I'm trying to get more involved in graph theory and understanding harder concepts. I stumbled upon a paper that proves the clique-width of split graphs to be unbounded. They define a split graph as splt(G) if it is a clique $G$ with leaves for every edge in the clique (6.1). I'm having trouble understanding their definition 5.1 and 5.2 and consequently the proof in 6.2. How do they define the equivalence relation $R_{red}$? I tried to use their example proof in proposition 5.5 to get a better understanding for their equivalence relation, but this confused me even more.
I thought they color a fixed set of vertices $V_{red}$ and the remaining set $V_{blue}$. But then how could there, in general, be different equivalence classes, since every subset of vertices in $V_{red}$ is in the same equivalence class as $V_{red}$. This part confuses me.
The previous definitions and results on (q,t)-graphs are unnecessary. The only important information in the paper is: 5.1, 5.2, 5.5 and the definition of distinguishes given in 2.12.
Edit: How I understood the different equivalence classes of $R_{red}$, I would assume that given a fixed set of $V_{red}$ and $V_{blue}$ we determine the different classes depending on their blue neighbours. But even then, I'm still struggling to grasp how they determine the numbers for 2colw(G)$\geq\frac{n}{72}$ and e.g. $S_1 <\frac{10n}{18}$. Any help is much appreciated, thanks.
Edit2: Big Thanks to Misha Lavrov for taking time out of his day to explain this in great detail to me! :)

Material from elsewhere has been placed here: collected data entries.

PR #119, opened 2015-01-15
Portuguese update

smarquespt:


luis-pereira:
@smarquespt Thanks. Landed on dd9806a22980fbf4b3ed08d232b6eb75

PR #124, opened 2015-01-28
Remember maximized window state

dshizzle:
At the moment only the window size is being saved but not the window's maximized state, if the "Remember the size of the last closed window" option is active. This patch adds the ability to open new windows not just with the last size but also the last maximized state.


PCMan:
merged. Thanks!

PR #139, opened 2015-02-08
- Bump cpack versioning

heliocastro:


jleclanche:
This should go away, we depend on liblxqt already

luis-pereira:
@jleclanche actually we don't.

jleclanche:
Hmm, this is hard to justify. I'll think about it.

luis-pereira:
@jleclanche Not sure what you meant. pcmanfm-qt doesn't depend on liblxqt in any way that I know of.

jleclanche:
You can merge this for now, it doesnt matter.

luis-pereira:
@jleclanche I won't. The version is hardcoded in two distintt places:
https://github.com/lxde/pcmanfm-qt/blob/master/CMakeLists.txt#L4
https://github.com/lxde/pcmanfm-qt/blob/master/CMakeLists.txt#L92

luis-pereira:
Superseded by 7aec9da0dfbdbc0d77f171a4e000de19b4fecdae

Issue #151, opened 2015-03-02
Don't confirm when moving files to the trash


goetzc:
As a file deleted to the trash can be undeleted, it is not so important to ask confirmation, and it can even be annoying to the user. But a confirmation before deleting a file (bypassing trash) is convenient to have. 

I propose to change in Preferences the behavior of `Confirm before deleting files` so that it only asks confirmation when deleting files bypassing the trash.

PCMan:
it's already implemented.

PR #152, opened 2015-03-02
Don't confirm when moving files to the trash

goetzc:
for lxde/pcmanfm-qt#151

Only asks confirmation when deleting files bypassing the trash.
This behavior is consistent with the Preference "Confirm before deleting files".

Settings changed to have two individual options, and "Deleting files or folders" selected by default:
```
Confirm before:
  [ ] Moving files or folders to the trash
  [x] Deleting files or folders
```

### DIFF
--- a/libfm-qt/filemenu.cpp
+++ b/libfm-qt/filemenu.cpp
@@ -58,6 +58,7 @@ FileMenu::~FileMenu() {
 
 void FileMenu::createMenu(FmFileInfoList* files, FmFileInfo* info, FmPath* cwd) {
   useTrash_ = true;
+  confirmTrash_ = true;
   confirmDelete_ = true;
   files_ = fm_file_info_list_ref(files);
   info_ = info ? fm_file_info_ref(info) : NULL;
@@ -311,7 +312,7 @@ void FileMenu::onCutTriggered() {
 void FileMenu::onDeleteTriggered() {
   FmPathList* paths = fm_path_list_new_from_file_info_list(files_);
   if(useTrash_)
-    FileOperation::trashFiles(paths, confirmDelete_);
+    FileOperation::trashFiles(paths, confirmTrash_);
   else
     FileOperation::deleteFiles(paths, confirmDelete_);
   fm_path_list_unref(paths);
--- a/libfm-qt/filemenu.h
+++ b/libfm-qt/filemenu.h
@@ -45,9 +45,17 @@ public:
   bool useTrash() {
     return useTrash_;
   }
-  
+
   void setUseTrash(bool trash);
-  
+
+  bool confirmTrash() {
+    return confirmTrash_;
+  }
+
+  void setConfirmTrash(bool confirm) {
+    confirmTrash_ = confirm;
+  }
+
   bool confirmDelete() {
     return confirmDelete_;
   }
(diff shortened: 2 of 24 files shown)


jleclanche:
UX, gtm, please land

paulolieuthier:
That's not the correct way to fix it. The "prompt" parameters is still there.

goetzc:
You are right, fixed.

paulolieuthier:
Good! But you can't simple remove it. This method is used in other places in pcmanfm-qt and this patch will break stuff.

```bash
➜  pcmanfm-qt git:(master) grep trashFiles . -Rn | grep -v build
./libfm-qt/filemenu.cpp:314:    FileOperation::trashFiles(paths, confirmDelete_);
./libfm-qt/fileoperation.h:104:  static FileOperation* trashFiles(FmPathList* srcFiles, bool promp = true, QWidget* parent = 0);
./libfm-qt/fileoperation.cpp:227:FileOperation* FileOperation::trashFiles(FmPathList* srcFiles, bool prompt, QWidget* parent) {
./pcmanfm/desktopwindow.cpp:637:      Fm::FileOperation::trashFiles(paths, settings.confirmDelete());
./pcmanfm/mainwindow.cpp:667:    FileOperation::trashFiles(paths, settings.confirmDelete(), this);
```

goetzc:
I didn't thought about that. Not sure what to do, should those calls be modified to not include the prompt parameter?

paulolieuthier:
Probably the prompt parameter should be kept there and every caller in my previous post (except the first one) call `settings.confirmDelete()` and pass it as the `prompt` parameter? If you want not to asked by default, you have to change that setting.

goetzc:
I have separated the delete confirmation settings, now it looks this way by default:

```
Confirm before:
  [ ] Moving files or folders to the trash
  [x] Deleting files or folders
```
And it seems to work without breaking other stuff :)

jleclanche:
Please don't, it's fine to remove the confirmation before moving to trash entirely. The trash is there to provide the user with an undo button, which confirmation messages don't do. That's the whole point :)

PCMan:
On Wed, Mar 4, 2015 at 12:40 PM, Jerome Leclanche <notifications@github.com>
wrote:

> Please don't, it's fine to remove the confirmation before moving to trash
> entirely. The trash is there to provide the user with an undo button, which
> confirmation messages don't do. That's the whole point :)
>
Please keep it.
There is nothing wrong to make it optional and turned off by default.
The confirmation message is for someone who might accidentally hit "delete"
key.
Then the files just disappear quietly.
BTW, moving to trash is not always a fast operation that can be finished
immediately.
For filesystems which do not support trash or there are permission
problems, this can be very slow.
Having an "option" to prevent accidental deletion is good.
Just turn it off by default.

jleclanche:
If the FS does not support trash, then the "move to trash" operation should be considered a delete operation and *would* pop up a confirmation dialog.

And if the operation takes time (it shouldn't), we should display a progress dialog which can be cancelled.

The confirmation message when *moving to trash* is redundant. Follow the basic UX principle of giving feedback to the user (eg by displaying "document.html has been moved to the trash") and providing a way to undo (an undo button and ctrl+z). Look at how gmail does it for example.

Forcibly deleting is an operation that power users should have access to, through an accelerator only, and which should always display a confirmation message. Really, this option should be gone altogether.

PCMan:
The current code in git already handles this and provided an option to turn off the confirmation.
So the PR is out of date and I close it.

PR #166, opened 2015-04-05
Sort indicators in detailed view, fixes #109.

### LINKED ISSUE #109: detailed list view improvements
PCManFM's detailed list view lacks some rather important features, imho:

Sorting should be configurable by clicking the columns' headers. This affects both choosing the column that's used to do the sorting and the order in terms of ascending vs. descending.

Some columns are just missing, in practice group names, permissions and targets of symbolic links.

The choice which columns are displayed should be configurable.

ufleisch:
It would be nice if the Qt-version had sort indicators on the headers of the table in detailed view, so that the columns could be sorted by clicking on the headers, not only using the menu. This commit implements this feature.

### DIFF
--- a/libfm-qt/folderview.cpp
+++ b/libfm-qt/folderview.cpp
@@ -195,6 +195,11 @@ FolderViewTreeView::~FolderViewTreeView() {
 void FolderViewTreeView::setModel(QAbstractItemModel* model) {
   QTreeView::setModel(model);
   layoutColumns();
+  if(ProxyFolderModel* proxyModel = qobject_cast<ProxyFolderModel*>(model)) {
+    connect(proxyModel, &ProxyFolderModel::sortFilterChanged, this, &FolderViewTreeView::onSortFilterChanged,
+            Qt::UniqueConnection);
+    onSortFilterChanged();
+  }
 }
 
 void FolderViewTreeView::mousePressEvent(QMouseEvent* event) {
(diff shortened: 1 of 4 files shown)


PCMan:
Thank you for the patch.
However, it might be better to manage this in one place by letting the model maintain the sorting information, and the view reflects the change of the underlying model automatically.
This is more natural for MVC-based designs.

PCMan:
I'll take some time to integrate your changes later. :)

ufleisch:
I agree that the information about the sort column and order should be taken from a model. The model information would be `Settings::sortColumn()` and `Settings::sortOrder()`. These properties are defined in `Settings` but not used anywhere in the code. I noticed that and thought that we could fix that in a later commit. The code in the current commit sets the sort column and order to fixed values (`Fm::FolderModel::ColumnFileName`, `Qt::AscendingOrder`) in order to work with the existing code. Whether we first set the sort indicators in the view as it is done by this commit and then fix the issue with the unused settings properties or do it the other way round should not matter for the final result.

ufleisch:
I have added another commit to store the sort column and order in the settings and use the stored values when sorting the model.

ufleisch:
I will soon refactor my commits accordingly.

PCMan:
Cool! Thanks!

ufleisch:
I have now added another commit and hope that the code is closer to what you expect. I had to use `FolderViewTreeView::setModel()` instead of the suggested `FolderView::setModel()` because the latter is not called when the view mode is switched. The new slot is therefore in `FolderViewTreeView` and not `FolderView`. By doing these changes, I was able to undo some of the changes I introduced in the last two commits, so you better look at the changes of the whole branch. You could also consider squashing the commits once you are satisfied.

PCMan:
Looks good. :) Thank you very much.
I'd like to merge your changes.
Would you please squash the commits into one commit?

ufleisch:
I've squashed the commits.

ufleisch:
I have amended the commit.

PCMan:
merged. Thanks!

PR #173, opened 2015-05-15
Add menu items and shortcuts for new folder and blank file, fixes #163.

### LINKED ISSUE #163: enhance creating new folders
New folders can be created by accessing the context menu available over blank space in right pane only. This menu can't be accessed if e. g. in Directory Tree view a folder is opened the content of which is filling all vertical space and the horizontal space available is limited.
Within the left pane folders can't get created at all.
So I'd suggest to add an item to create new folders to the context menu of folders both in right pane and in left pane's Directory Tree view.

The regular menu as accessed from the menu bar doesn't comprise an item to add new folders either.
I think this should be added, too.

ufleisch:
In detailed list view mode, it is only possible to create a new folder if there are less file entries than would fit into the window and the context menu can be activated in the empty space. This commit adds the "Create New" menu as we have it in the GTK version of pcmanfm. This adds also keyboard shortcuts as requested in issue #163.

### DIFF
--- a/libfm-qt/foldermenu.cpp
+++ b/libfm-qt/foldermenu.cpp
@@ -267,14 +267,14 @@ void FolderMenu::onCreateNewFile() {
   FmPath* dirPath = view_->path();
 
   if(dirPath)
-    createFile(CreateNewTextFile, dirPath);
+    createFileOrFolder(CreateNewTextFile, dirPath);
 }
 
 void FolderMenu::onCreateNewFolder() {
   FmPath* dirPath = view_->path();
 
   if(dirPath)
-    createFile(CreateNewFolder, dirPath);
+    createFileOrFolder(CreateNewFolder, dirPath);
 }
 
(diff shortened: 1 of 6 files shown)


excalibur1234:
this sounds really useful.
i support it.

palinek:
GTM.

Just a small note: as the `Fm::createFile()` is now able to create also a directory -> the name is a bit confusing.

paulolieuthier:
@ufleisch can you please update the name, squash and rebase?

ufleisch:
Is it OK if I rebase the branch to master and add a commit which renames `Fm::createFile()` and all its usages to `Fm::createFileOrFolder()`?

paulolieuthier:
Yes, but squash the two commits to make only one.

ufleisch:
OK, the commit is now rebased and fixed up.

paulolieuthier:
Thanks.

PR #178, opened 2015-05-25
Fix issues with resizing columns

ufleisch:


palinek:
both commits seems reasonable, GTM

jleclanche:
2nd commit gtm but please fix that conditional.

ufleisch:
OK, I have fixed it up and force-pushed.

PR #180, opened 2015-05-30
Display folders first when active and sort order descending, fixes #179.

### LINKED ISSUE #179: Sorting folder first does not work with descending sort order
When sort order is descending and folder first is active, folders are last instead of first. Besides this, the "Folder First" setting is not stored persistently.

ufleisch:


paulolieuthier:
Thanks!

PR #182, opened 2015-05-30
Hide tab bar when it contains less than 2 tabs.

ufleisch:


paulolieuthier:
There is an option to always show the tab bar.

ufleisch:
Oh, sorry, I did not notice that, thanks.

PR #187, opened 2015-06-21
Context menu in tree side pane, store side pane mode setting, #163.

ufleisch:
This should fix the remaining points mentioned in issue #163. The side pane mode is stored in the settings and there is a context menu in the directory tree side pane.


PCMan:
Merged. Thanks!

PR #254, opened 2015-11-07
Updated *_.hu.ts files

attuska:


pmattern:
The modifications themselves are alright but there's something pretty much wrong with that merged pull request that mustn't make it into master.
Didn't manage to squash it myself here and don't know what exactly is the matter. You could try to solve this an a way similar to the one described [earlier](https://github.com/lxde/lxqt-panel/pull/274#issuecomment-154716675).

PR #257, opened 2015-11-11
Improve Italian translation

smart2128:


PCMan:
Thank you. Is it possible for you to squash these three commits into one? So the commit log can be cleaner?

smart2128:
I'm not an experienced git user.
I tried squashing those commits but it seems things went from bad to worse.
I created a new fork and open a new pull request for it.
Thank you for your support.

PR #258, opened 2015-11-11
Fix --version option not displaying version

philippwiesemann:
No application version string was set for QCommandLineParser to display. It therefore displayed "pcmanfm-qt " [sic] instead of "pcmanfm-qt 0.10.0".

Thanks!


palinek:
GTM

paulolieuthier:
GTM.

PR #259, opened 2015-11-12
Force the root config dir on the root instance

tsujan:
Otherwise, root might take the ownership of the user config file when gksu-properties is set to su (lxde/lxqt#874).


PCMan:
Good point! I'm not aware of the issue. Just think that if there is a better alternative to hard coding home+"/.config".

PR #266, opened 2015-11-17
Update French translation of GPL license

rbazaud:
* Fix translation, using common parts with GPL v3 from [GNU website](https://www.gnu.org/licenses/translations.html) and [here](http://org.rodage.com/gpl-3.0.fr.txt)
* The line breaks have been deleted while keeping each stanza as they were, in order to get the wrapping done automatically by the text edit widget instead of manually, see screenshot below

screenshot_pcmanfm-qt_about

### DIFF
--- a/pcmanfm/translations/pcmanfm-qt_fr.ts
+++ b/pcmanfm/translations/pcmanfm-qt_fr.ts
@@ -21,7 +21,7 @@
     <message>
         <location filename="../../build/pcmanfm/ui_about.h" line="138"/>
         <source>&lt;html&gt;&lt;head/&gt;&lt;body&gt;&lt;p&gt;&lt;a href=&quot;http://lxqt.org/&quot;&gt;&lt;span style=&quot; text-decoration: underline; color:#0000ff;&quot;&gt;http://lxqt.org/&lt;/span&gt;&lt;/a&gt;&lt;/p&gt;&lt;/body&gt;&lt;/html&gt;</source>
-        <translation type="unfinished"></translation>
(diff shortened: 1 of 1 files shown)


rbazaud:
And here is the result after:
screenshot_pcmanfm-qt_about_fr

rbazaud:
@pmattern the missing words in translation are those I couldn't find a suitable description for.

pmattern:
In line 32 its "and/or" in English. You dropped "and" intentionally in French?

Translations tagged `type="vanished"` are no longer needed due to changes in the actual code and kept for purposes like helping translate successor strings and the likes. Translation isn't needed, though.
Here, it's rather complicating the review.

With regards to the main question, lacking translations, the file isn't in sync with the source code as Qt Linguist cannot find several source files and thus isn't able to display those previews.
Unfortunately I can't tell what exactly is happening here as I don't know the procedure of updating the TS files well. (One of the numerous topics on my ToDo list only so far...)
But I think it would be better to try and get that stuff synced as this enables the previews in Qt Linguist which save a lot of work.

palinek:
FYI
- [lupdate](http://doc.qt.io/qt-5/linguist-manager.html)
- [build time update](https://github.com/lxde/liblxqt/commit/c8a513bd)

rbazaud:
@pmattern the «and» hasn’t been «dropped intentionally», as indicated, I used the French translation available from the GNU website. It is not an official translation (none of them are indeed). In Boole algebra a ‘or’ may also mean ‘and’ unless it is an ‘exclusive or’ so that didn’t trouble me. If you want I can still add it. I'm now using Qt Linguist, I don't see «vanished» strings in the UI, should I get back to Vim ? I'll update the translations.

@palinek thanks for the information.

PR #267, opened 2015-11-21
Add bindings to Ctrl+PgUp/Ctrl+PgDn.

shlomif:
To switch to next/prev tab as is the general convention.

I hereby disclaim any implicit or explicit ownership of my changes, and
place them under CC0/Public Domain/X11L/Any other licence of your
choice.

I noticed there's quite a lot of duplicate code in creating and binding
shortcuts. Perhaps extracting a small inline method to do that will be a
good idea. What do you say?


palinek:
GTM

PCMan:
Merged. Thank you.
@shlomif any good idea to simplify the code futther?

shlomif:
Thanks for merging the pull-req!

@PCMan : well, I've though of something like:

```  
void MainWindow::add_shortcut(long key, void (*MainWindow::method_ptr)(void))
{
    QShortcut * shortcut = new QShortcut(key, this);
    connect(shortcut, &QShortcut::activated, this, method_ptr);
}
```

or something to this effect.

PR #269, opened 2015-11-22
Fix compiler warnings

rbazaud:
function g_io_scheduler_push_job() deprecated, replaced by its newer
    equivalent g_task_run_in_thread()

### DIFF
--- a/libfm-qt/filepropsdialog.cpp
+++ b/libfm-qt/filepropsdialog.cpp
@@ -295,7 +295,7 @@ void FilePropsDialog::initGeneralPage() {
   connect(fileSizeTimer, &QTimer::timeout, this, &FilePropsDialog::onFileSizeTimerTimeout);
   fileSizeTimer->start(600);
   g_signal_connect(deepCountJob, "finished", G_CALLBACK(onDeepCountJobFinished), this);
-  fm_job_run_async(FM_JOB(deepCountJob));
+  bool bret = fm_job_run_async(FM_JOB(deepCountJob));
 }
 
 /*static */ void FilePropsDialog::onDeepCountJobFinished(FmDeepCountJob* job, FilePropsDialog* pThis) {


libfm-qt/pathedit.cpp
```diff
@@ -111,9 +111,11 @@ void PathEdit::reloadCompleter(bool triggeredByFocusInEvent) {
   // qDebug("load: %s", g_file_get_uri(data->dirName));
   cancellable_ = g_cancellable_new();
   data->cancellable = (GCancellable*)g_object_ref(cancellable_);
-  g_io_scheduler_push_job((GIOSchedulerJobFunc)jobFunc,
-                          data, (GDestroyNotify)JobData::freeMe,
-                          G_PRIORITY_LOW, cancellable_);
+
+  GTask *task = g_task_new(NULL, NULL, NULL, NULL);
```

The paper: On the clique-width of graphs with few P_4s
The equivalence classes of $R_{\text{red}}$ partition $V_{\text{red}}$ into subsets that are not distinguishable by any blue vertex. Consider the following example:
Here, $V_{\text{red}} = \{1,2,3\}$. The equivalence classes of $R_{\text{red}}$ are $\{1,2\}$ and $\{3\}$. Vertices $1$ and $2$ are not distinguished by any blue vertices: $4$ is adjacent to neither, and $5$ is adjacent to both. On the other hand, vertex $4$ distinguishes vertex $3$ from both $1$ and $2$: it is only adjacent to $3$.
Another way to write the definition of $R_{\text{red}}$ is that two red vertices are equivalent if they have the same set of blue neighbors.
Proposition 5.5 specifically constructs an example where the relation does not do anything exciting. If $V_{\text{red}}$ and $V_{\text{blue}}$ have no edges between them, then no blue vertex can distinguish any two red vertices! Therefore for any pair $(u,v)$ with $u,v \in V_{\text{red}}$, it is true that "$u$ and $v$ are not distinguishable by any blue vertex", and so there is only one equivalence class. To use our second definition, if no red vertices ever have blue neighbors, then any two red vertices have the same set of blue neighbors: the empty set!
As for the proof of Lemma 6.2, let's take a look at one of the split graphs it considers:
We have a central clique (here, it has vertices $\{1,2,3,4\}$) and a bunch of outer vertices (here, $\{12,13,14,23,24,34\}$) each of which has two neighbors in the central clique.
It is in case 2 of the proof that we really interact with the equivalence relation at all. Here, we have a large set $S_3$ of central vertices with the following property: they each have a blue outer neighbor and a red outer neighbor. Now, we argue that:
When $S_{3,\text{red}}$ is large, since each equivalence class contains at most $2$ elements of $S_{3,\text{red}}$, we get at least $|S_{3,\text{red}}|/2$ equivalence classes. When $S_{3,\text{blue}}$ is large, it has at least $|S_{3,\text{blue}}|/2$ red outer neighbors, so we get at least $|S_{3,\text{blue}}|/2$ equivalence classes. Overall, we are guaranteed at least $|S_3|/4$ equivalence classes no matter what.